Besides doing specific research, the CS grad curriculum at most schools is
hardly cutting edge either. Sometimes it lags quite a bit behind the real
world because of faculty being more focused on their own research vs teaching.

------
napratin
The goal of a Masters degree in Machine Learning is ideally to prepare you for
core research and engineering roles where you work on improving, adapting and
inventing new algorithms and techniques.

However, such roles are very limited in the industry. Most jobs you will find
expect you to be able to apply, combine and optimize existing algorithms to
given real-world problems. This requires a different set of skills that are
seldom taught at University (you're typically expected to pick up these
practical abilities on your own).

Udacity's Machine Learning Engineer Nanodegree, like its other programs, is
heavily project-based, and has been developed with feedback from industry
partners in order to emphasize the skills and concepts that are most relevant
for the vast majority of jobs that are out there. This focused curriculum
allows people with limited time or a related background to efficiently get
started in machine learning.

Keeping this mind, ask yourself what your ultimate goal is, what time
constraints you have, and choose accordingly.

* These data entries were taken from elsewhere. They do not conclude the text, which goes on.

PR #3262, opened 2026-08-22
[BUG FIX] Fix parsing URDF for partially specified dynamics attributes.

### LINKED ISSUE #3258: [Bug]: numpy cast error in kinematic solver caused by Null Values
### Bug Description

In some URDF assets the friction/friction_loss is not parsed/handled properly. When the friction attribute is not provided for a joint in the URDF the parser stores it as [Null].

In the Kinematic solver when the dof_fields are initialized, specifically this part
```python
np.concatenate([joint.dofs_frictionloss for joint in joints], dtype=gs.np_float), 
```
leads to this error, due to some joints having the dofs_frictionloss property as [Null] ,a list containing the Null object instead of a float 

```python
TypeError: Cannot cast array data from dtype('O') to dtype('float32') according to the rule 'same_kind' 
```

### Steps to Reproduce

add a robot to the scene via a URDF file and build the scene. The robot asset I am using has this

```
  <joint name="fr3_finger_joint2" type="prismatic">
     ...
    <dynamics damping="0.3"/>
  </joint>
```

changing the dynamics field this way fixes the issue `<dynamics damping="0.3" friction="0.0"/>` 

### Expected Behavior

Null checks before buffer initialization as the robot assets aren't always perfect

v1.3.3

### Additional Context

_No response_

catplotlib:
## Description

`parse_urdf` applied its `0.0` fallbacks for `friction` / `damping` only when the `<dynamics>` tag was absent altogether. A tag authoring just one of the two left the other one as `None`, which flowed into `np.full` and produced an object array that `np.concatenate` refused to cast when initializing the dof fields:

```
TypeError: Cannot cast array data from dtype('O') to dtype('float32') according to the rule 'same_kind'
```

The fallback is now applied per attribute rather than per tag, so a partially authored tag behaves like an absent one for the attribute it omits.

Both attributes are affected, not only the one in the report: omitting `friction` breaks `dofs_frictionloss` (`kinematic_solver.py:420`) and omitting `damping` breaks `dofs_damping` (`kinematic_solver.py:419`).

## Related Issue

Resolves Genesis-Embodied-AI/genesis-world#3258

## Motivation and Context

`<dynamics damping="0.3"/>` without a `friction` attribute is valid URDF and appears in real assets - the report hit it on a Franka `fr3_finger_joint2`. Loading such a robot aborts `scene.build()` with a `TypeError` that points at the solver rather than at the joint responsible, and the only workaround is editing the asset to author the missing attribute explicitly.

Worth flagging for review: the null only reaches the solver when the model has no authored `<inertial>`. When inertia is valid it is replaced before the solver sees it, which is why the existing `pendulum_with_joint_dynamics` model cannot reproduce the failure and the new `joint_with_partial_dynamics` model leaves inertia undefined.

Minimal reproducer - raises the `TypeError` above on `main`, builds fine with this change:

```python
import genesis as gs

URDF = """<?xml version="1.0"?>
<robot name="t">
  <link name="base_link"/>
  <link name="finger"/>
  <joint name="finger_joint" type="prismatic">
    <parent link="base_link"/><child link="finger"/>
    <origin xyz="0 0 0" rpy="0 0 0"/><axis xyz="0 0 1"/>
    <limit effort="100" lower="0" upper="0.04" velocity="0.2"/>
    <dynamics damping="0.3"/>
  </joint>
</robot>
"""
open("arm.urdf", "w").write(URDF)

gs.init(backend=gs.cpu)
scene.add_entity(gs.morphs.URDF(file="arm.urdf", fixed=True))
scene.build()
```

`test_urdf_joint_dynamics` is extended with a `(joint_damping, joint_friction)` sweep covering the partially authored cases, over both the existing pendulum and the new undefined-inertia model:

```
pytest -v tests/rigid/test_asset_loading.py -k test_urdf_joint_dynamics
```

- with the source change reverted: 2 failed, 4 passed (both failures are the `TypeError` above)
- with the source change: 6 passed
- whole file: 39 passed, 2 skipped (`gs.gpu` not available on this machine)

Environment: Ubuntu 24.04, Python 3.12, CPU backend.

N/A

## Checklist:

### DIFF
--- a/genesis/utils/urdf.py
+++ b/genesis/utils/urdf.py
@@ -373,7 +373,10 @@ def parse_urdf(morph, surface):
 
         joint_friction, joint_damping = 0.0, 0.0
         if joint.dynamics is not None:
-            joint_friction, joint_damping = joint.dynamics.friction, joint.dynamics.damping
+            if joint.dynamics.friction is not None:
+                joint_friction = joint.dynamics.friction
+            if joint.dynamics.damping is not None:
+                joint_damping = joint.dynamics.damping
         j_info["dofs_frictionloss"] = np.full(j_info["n_dofs"], joint_friction)
         j_info["dofs_damping"] = np.full(j_info["n_dofs"], joint_damping)
         j_info["dofs_armature"] = np.zeros(j_info["n_dofs"])
--- a/tests/rigid/conftest.py
+++ b/tests/rigid/conftest.py
@@ -342,7 +342,11 @@ def _build_multi_pendulum(n, joint_damping, joint_friction):
         ET.SubElement(joint, "parent", link=parent_link)
         ET.SubElement(joint, "child", link=f"PendulumArm_{i}")
         ET.SubElement(joint, "limit", effort=str(100.0 * (n - i)), velocity="30.0")
-        ET.SubElement(joint, "dynamics", damping=str(joint_damping), friction=str(joint_friction))
+        dynamics = ET.SubElement(joint, "dynamics")
+        if joint_damping is not None:
+            dynamics.set("damping", str(joint_damping))
+        if joint_friction is not None:
+            dynamics.set("friction", str(joint_friction))
 
         # Arm link
         arm = ET.SubElement(urdf, "link", name=f"PendulumArm_{i}")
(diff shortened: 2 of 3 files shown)


duburcqa:
@catplotlib Please follow the official template for PR descriptions. Moreover, make sure that you have been following all the guidelines (CLAUDE.md for agents, and CODING_GUIDELINES.md for humans).

catplotlib:
Addressed.

duburcqa (approved):

duburcqa:
Thank you for your contribution!

PR #3268, opened 2026-08-25
[CHANGING] Honor an MJCF's collision masks across entities.

### LINKED ISSUE #3267: [Bug]: MJCF contype/conaffinity are rewritten whenever the file declares <contact><exclude>
### Bug Description

An MJCF states forbidden collision pairs two ways, and MuJoCo keeps them apart: the per-geom `contype` / `conaffinity` masks, and `<contact><exclude>` (compiled into `exclude_signature`). Genesis's MJCF importer folds both into the masks: whenever the file declares at least one `<exclude>`, it gathers every forbidden pair and asks `solve_contype_conaffinity` (z3) for a fresh bitmask assignment realizing all of them at once, overwriting the values the file wrote (`genesis/utils/mjcf.py`, the `if mj.nexclude:` block in `parse_geoms`).

The synthesized assignment is only meaningful inside the entity it was solved over — nothing in the problem mentions the ground or any other entity — so the masks it hands out bear no relation to theirs. One `<exclude>` anywhere in the file is enough to rewrite the masks of **every** geom in it, including geoms unrelated to the exclusion.

This is also why `_is_local_collision_mask` currently has to cover MJCF (`rigid_entity.py`), which means an MJCF's `contype` / `conaffinity` never filter cross-entity pairs at all — an MJCF that uses masks to keep a geom off the floor cannot be reproduced in Genesis today.

### Steps to Reproduce

```python
import genesis as gs

XML = """
<mujoco model="exclude_probe">
  <compiler angle="radian" autolimits="true"/>
  <worldbody>
    <body name="carrier" pos="0 0 0">
      <freejoint name="carrier_free"/>
      <geom name="carrier_geom" type="sphere" size="0.05" pos="0 0 1" contype="1" conaffinity="1"/>
      <body name="lander" pos="0 -0.3 0.05">
        <joint name="lander_hinge" type="hinge" axis="0 0 1" range="0 0"/>
        <geom name="lander_geom" type="sphere" size="0.1" contype="1" conaffinity="1"/>
      </body>
      <body name="floater" pos="0 0.3 0.05">
        <joint name="floater_hinge" type="hinge" axis="0 0 1" range="0 0"/>
        <geom name="floater_geom" type="sphere" size="0.1" contype="2" conaffinity="2"/>
      </body>
      <body name="armA" pos="0.5 0 1">
        <joint name="armA_hinge" type="hinge" axis="0 0 1" range="0 0"/>
        <geom name="armA_geom" type="sphere" size="0.1" contype="1" conaffinity="1"/>
      </body>
      <body name="armB" pos="0.62 0 1">
        <joint name="armB_hinge" type="hinge" axis="0 0 1" range="0 0"/>
        <geom name="armB_geom" type="sphere" size="0.1" contype="1" conaffinity="1"/>
      </body>
      <body name="armC" pos="0.38 0 1">
        <joint name="armC_hinge" type="hinge" axis="0 0 1" range="0 0"/>
        <geom name="armC_geom" type="sphere" size="0.1" contype="1" conaffinity="1"/>
      </body>
    </body>
  </worldbody>
  <contact>
    <exclude body1="armA" body2="armB"/>
  </contact>
</mujoco>
"""

scene = gs.Scene(
    show_viewer=False,
)
scene.add_entity(gs.morphs.Plane(contype=1, conaffinity=1))
robot = scene.add_entity(gs.morphs.MJCF(file=XML))
scene.build()

for link in robot.links:
    for geom in link.geoms:
        print(f"{link.name:12s} contype {geom.contype}  conaffinity {geom.conaffinity}")
```

Both spheres near the ground are sunk 50 mm into a `contype=1 conaffinity=1` plane, so `floater` (authored `2/2`, i.e. `(2&1)|(1&2) == 0`) should produce no ground contact while `lander` (`1/1`) should — stepping the scene and reading `scene.rigid_solver.collider.get_contacts()` shows both touching.

### Expected Behavior

The masks survive import as written (this is what MuJoCo compiles):

```
lander       contype 1  conaffinity 1
floater      contype 2  conaffinity 2
armA         contype 1  conaffinity 1
armB         contype 1  conaffinity 1
armC         contype 1  conaffinity 1
```

and `floater` produces no contact against a `1/1` ground.

### Relevant log output

```
Actual output for the probe links (masks rewritten by the entity-local z3 solve; the exclusion
names only armA/armB, yet every geom's masks changed):

lander       contype 2  conaffinity 2
floater      contype 0  conaffinity 1
armA         contype 0  conaffinity 2
armB         contype 0  conaffinity 2
armC         contype 2  conaffinity 2

Removing the <exclude> element makes all masks import verbatim, confirming the trigger.
```

### Environment

- OS: macOS 15 (Apple M4 Pro, CPU backend) — also reproduced on Ubuntu 22.04 (CUDA); backend-independent, the rewrite happens at parse time
- GPU/CPU: Apple M4 Pro / NVIDIA RTX
- GPU-driver version: N/A

Reproduced on `main` (70a0f413) and on release 1.3.3.

### Additional Context

The masks and the exclusions are independent mechanisms in MuJoCo; folding the exclusions into the masks is what forces the entity-local solve and, downstream, the `is_local_collision_mask` guard that disables MJCF masks across entities. Carrying `<exclude>` as an explicit link-pair list (the way welded pairs are already filtered in `_compute_collision_pair_idx`) removes both. I have a patch with a regression test ready and will open a PR referencing this issue.

jsw7460:
## Description

- `<contact><exclude>` is carried out of the MJCF as link-name pairs and applied in the collider beside the weld-pair filter, which is link-level for the same reason. The authored contype / conaffinity are imported unchanged. Previously both were folded into a fresh entity-local z3 bitmask assignment, discarding the authored values.
- With the authored masks now preserved, `is_local_collision_mask` is restricted to USD (whose importer still synthesizes), so MJCF masks filter cross-entity pairs the way they do in MuJoCo.
- Carried by name rather than body index because the parser's MuJoCo body indices need not survive scene construction; resolved against the built links on the build-time host path. No kernel change.

## Related Issue

Resolves Genesis-Embodied-AI/Genesis#3267

## Motivation and Context

Any MJCF declaring at least one `exclude` has ALL of its masks rewritten by the entity-local solve, and the rewritten bits are not constrained to preserve their meaning against other entities.. Measured on the model in the linked issue, against a 1/1 ground: a sphere authored 1/1 came back 2/2 and a 2/2 one came back 0/1, with the exclusion naming neither of them. This is also why MJCF masks had
to be ignored across entities, so an MJCF that masks a geom off the floor cannot be reproduced today.

BEHAVIOUR CHANGE: contype / conaffinity on an MJCF entity now filter cross-entity pairs. Assets using only the default 1/1 are unaffected. For a model with exclusions, pairs the authored masks forbid stay forbidden by those masks, and the exclusions stay forbidden by the list.

`tests/rigid/test_collision.py::test_mjcf_authored_masks_and_contact_exclude` (n_envs 0 and 2). Four checks, a control per mechanism: a 1/1 sphere touches a 1/1 ground while a 2/2 one does not (mask filtering, and that it was not "fixed" by disabling filtering); the excluded pair produces no contact while an identical non-excluded pair does (exclusion, and that it does not over-block). On main it fails at the first mask readback: actual (2, 2), desired (1, 1). `tests/rigid` run before and after: identical outcomes apart from the new test.

## Checklist:

### DIFF
--- a/genesis/engine/entities/rigid_entity/rigid_entity.py
+++ b/genesis/engine/entities/rigid_entity/rigid_entity.py
@@ -160,6 +160,9 @@ class KinematicEntity(Entity):
         self.terrain_scale: np.ndarray | None = None
         self._terrain_height_field: torch.Tensor | None = None
 
+        # Set before '_load_model' so a morph whose parser produces none still answers.
+        self._excluded_links_name: list[tuple[str, str]] = []
+
         self._load_model()
 
         # Initialize target variables and checkpoint
@@ -635,7 +638,10 @@ class KinematicEntity(Entity):
         # initialized undetermined physics parameters.
         if isinstance(morph, gs.morphs.MJCF):
             # Mujoco's unified MJCF+URDF parser systematically for MJCF files
-            l_infos, links_j_infos, links_g_infos, eqs_info = mju.parse_xml(morph, surface, self._solver._options)
+            l_infos, links_j_infos, links_g_infos, eqs_info, excluded_links_name = mju.parse_xml(
+                morph, surface, self._solver._options
+            )
+            self._excluded_links_name = excluded_links_name
         elif isinstance(morph, (gs.morphs.URDF, gs.morphs.Drone)):
             # Custom "legacy" URDF parser for loading geometries (visual and collision) and equality constraints.
             # This is necessary because Mujoco cannot parse visual geometries (meshes) reliably for URDF.
@@ -646,7 +652,7 @@ class KinematicEntity(Entity):
             try:
                 # Mujoco's unified MJCF+URDF parser for URDF files.
                 # Note that Mujoco URDF parser completely ignores equality constraints.
-                l_infos_mj, links_j_infos_mj, links_g_infos_mj, _ = mju.parse_xml(morph_, surface)
+                l_infos_mj, links_j_infos_mj, links_g_infos_mj, _, _ = mju.parse_xml(morph_, surface)
 
                 # Unset link inertial properties that are actually undefined to force recomputation by genesis
                 if not morph._enable_mujoco_compatibility:
@@ -3056,11 +3062,12 @@ class RigidEntity(KinematicEntity):
 
     def _load_model(self):
         self._equalities = gs.List()
-        # MJCF and USD express in-model collision filtering (MJCF '<contact><exclude>', USD CollisionGroup /
-        # FilteredPairsAPI) through synthesized contype/conaffinity bitmasks. Those masks are only consistent within
-        # the entity: applied across entities, they would spuriously disable collision against geoms whose default
-        # masks happen not to overlap (e.g. the ground plane).
-        self._is_local_collision_mask = isinstance(self._morph, (gs.morphs.MJCF, gs.morphs.USD))
+        # USD expresses in-model collision filtering (CollisionGroup / FilteredPairsAPI) through synthesized
+        # contype/conaffinity bitmasks, which are only consistent within the entity they were solved over: applied
+        # across entities they would spuriously disable collision against geoms whose masks happen not to overlap
+        # (e.g. the ground plane). MJCF masks are the ones the model file wrote, so they mean the same thing
+        # everywhere; its own '<contact><exclude>' travels separately as 'excluded_links_name'.
+        self._is_local_collision_mask = isinstance(self._morph, gs.morphs.USD)
 
         super()._load_model()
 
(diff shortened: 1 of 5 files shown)


duburcqa:
Unless you can justify why preserving bit-identical contype / conaffinity, I'm going to close this PR, because there never was any guarantee regarding this. Genesis is not mujoco, even if we can parse mujoco files. The only guarantee that is provided is matching rigid body dynamics when 'enable_mujoco_compatibility=True'.

duburcqa:
Ok now I understand the issue. Unfortunately this change is too impactful to be driven by the community.

jsw7460:
Thank you for looking into this. Appreciate your time.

There is no shortcut to success,
esp. in a competitive and highly technical field like machine learning -
whether you opt for a Masters degree or a Nanodegree, you will have to spend
considerable effort building a strong public profile (e.g. by participating in
Kaggle competitions, and working on additional projects) in order to make
yourself stand out from the crowd.

Good luck!

Disclaimer: I work at Udacity, in case you didn't realize by now :)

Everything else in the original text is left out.